Poco più di due settimane fa un nuovo inizio per il territorio, con l’apertura dell’Aeroporto Salerno-Costa d’Amalfi: c’è un effetto sulle prenotazioni dato dall’inizio dell’attività dello scalo dopo un lungo periodo di stasi?
“E’ presto per trarre dei bilanci. Tuttavia, ho una mia idea: credo che l’aeroporto possa essere utile soltanto per Salerno città e per la parte Sud della provincia. Al più fino a Cetara. Da Maiori a Positano resta Napoli Capodichino il riferimento come scalo aeroportuale. Ovviamente il capoluogo di regione potrà alleggerirsi di aerei in arrivo ed in partenza. Questo è un dato di fatto. Nell’imminenza dell’apertura ho letto tante riflessioni anche sui collegamenti intermodali con autobus e navette, ed anche sull’offerta di taxi e sulle tariffe da essi applicate per le tratte maggiormente percorse. Tutti questi aspetti dovevano essere definiti con congruo anticipo. Ma resta una mia opinione: spero che l’Aeroporto possa durare e dare maggior valore aggiunto all’intero territorio della provincia”.
In Costiera Amalfitana gli imprenditori turistici di ogni tipo attendono la Zona a Traffico Limitato Territoriale. Quest’anno, tuttavia, è ancora in vigore la disciplina delle targhe alterne. La situazione è ancora sostenibile?
“C’è meno traffico sulla Costiera, e ciò non è dovuto all’ordinanza sulle targhe alterne. E’ dovuto semplicemente al fatto che ci siano meno auto e meno autobus: ciò a dimostrazione che, come ho detto recentemente, si cerca in Costiera Amalfitana di fare entrare due litri d’acqua in una bottiglia che può contenerne soltanto uno. Spiace dirlo, ma finché non si prenderanno provvedimenti per il contingentamento del traffico, a favore dei residenti, la situazione non cambierà. Siccome non c’è la possibilità di costruire parcheggi lungo la Statale, in quanto permessi per costruire non se ne assegnano, finché il problema non si affronta in maniera organica, non basterà introdurre semafori e targhe alterne. Il traffico continuerà ad essere sempre bloccato”.

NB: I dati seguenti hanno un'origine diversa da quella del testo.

PR #3138, opened 2022-03-14
Issue 45046: Site Level Project Creator role

labkey-adam:
#### Rationale
Provides a new site-level "Project Creator" role that grants the ability to create new projects and assign the Project Administrator role to the requesting user

https://www.labkey.org/home/Developer/issues/issues-details.view?issueId=45046

PR #3254, opened 2022-04-17
Issue 45273: Importing groups during "create from template" can result in unauthorized exceptions

labkey-adam:
#### Rationale
Refresh import user's groups after group import to ensure new memberships for that user are recognized.

[Issue 45273: Importing groups during create from template can result in unauthorized exceptions](https://www.labkey.org/home/Developer/issues/issues-details.view?issueId=45273)

#### Related Pull Requests
* https://github.com/LabKey/platform/pull/3138

### DIFF
--- a/api/src/org/labkey/api/security/User.java
+++ b/api/src/org/labkey/api/security/User.java
@@ -215,7 +215,8 @@ public class User extends UserPrincipal implements Serializable, Cloneable
 
     public void refreshGroups()
     {
-        _groups = null;
+        if (!isGuest()) // GuestUser explicitly sets groups in its constructor
+            _groups = null;
     }
 
     public boolean isFirstLogin()
--- a/api/src/org/labkey/api/security/User.java
+++ b/api/src/org/labkey/api/security/User.java
@@ -213,6 +213,10 @@ public class User extends UserPrincipal implements Serializable, Cloneable
         return _groups;
     }
 
+    public void refreshGroups()
+    {
+        _groups = null;
+    }
 
     public boolean isFirstLogin()
     {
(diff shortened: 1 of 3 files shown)


api/src/org/labkey/api/security/User.java
```diff
@@ -213,6 +213,10 @@ public int[] getGroups()
         return _groups;
     }
 
+    public void refreshGroups()
+    {
+        _groups = null;
```
labkey-jeckels, line 218: Any risk of this messing up the Guest user's groups? They're set in its constructor instead of being loaded lazily in getGroups()

labkey-jeckels (approved):

api/src/org/labkey/api/security/User.java
labkey-adam: Hopefully guest isn't creating projects and importing folders, but I'll add a check in the new method

labkey-jeckels (approved):

api/src/org/labkey/api/security/User.java
```diff
@@ -213,6 +213,11 @@ public int[] getGroups()
         return _groups;
     }
 
+    public void refreshGroups()
```
labkey-matthewb, line 216: Isn't Guest a subclass?  It could override.

labkey-matthewb (approved):

api/src/org/labkey/api/security/User.java
labkey-adam: Not sure it's demonstrably better, but sure, that works too

labkey-matthewb: I'm just channeling your preference for enums to handle their own behavior differences (no switch!).  Same thing.

labkey-adam: Yep, I changed it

Salerno città è un caso a parte: gli alberghi sono in nettissima minoranza rispetto alle strutture alberghiere. Forse ancor più rispetto a quanto accade in altre importanti località turistiche della regione e della stessa provincia.
“La situazione è particolare: la maggior parte dei posti letto, da anni, è ubicata in strutture extra-alberghiere. Già durante il mio mandato da presidente di Federalberghi presi atto di questa numerosità, e quando l’associazione diede vita al sindacato dell’extra-alberghiero la richiesta di adesione della provincia di Salerno fu la terza ad essere presentata. Ritenni opportuno fare ciò proprio alla luce della grande disponibilità di strutture di questo tipo a dare ospitalità ai turisti nella nostra città. E’ ovvio che il problema sorge nel momento in cui alcuni B&B lo sono soltanto sulla carta ma, nei fatti, assumono le funzioni proprie di un albergo. Certamente c’è una differenza rispetto alle strutture alberghiere: nel B&B ci si aspetta servizi più autentici, familiari, alla mano. I B&B sono nati proprio con una mission differente. Ma oggi, in molti casi, queste strutture hanno cambiato radicalmente la propria natura: in molti casi il check in viene fatto senza alcun contatto con i proprietari. E così facendo stanno, progressivamente, e in molti casi, perdendo la propria autenticità”.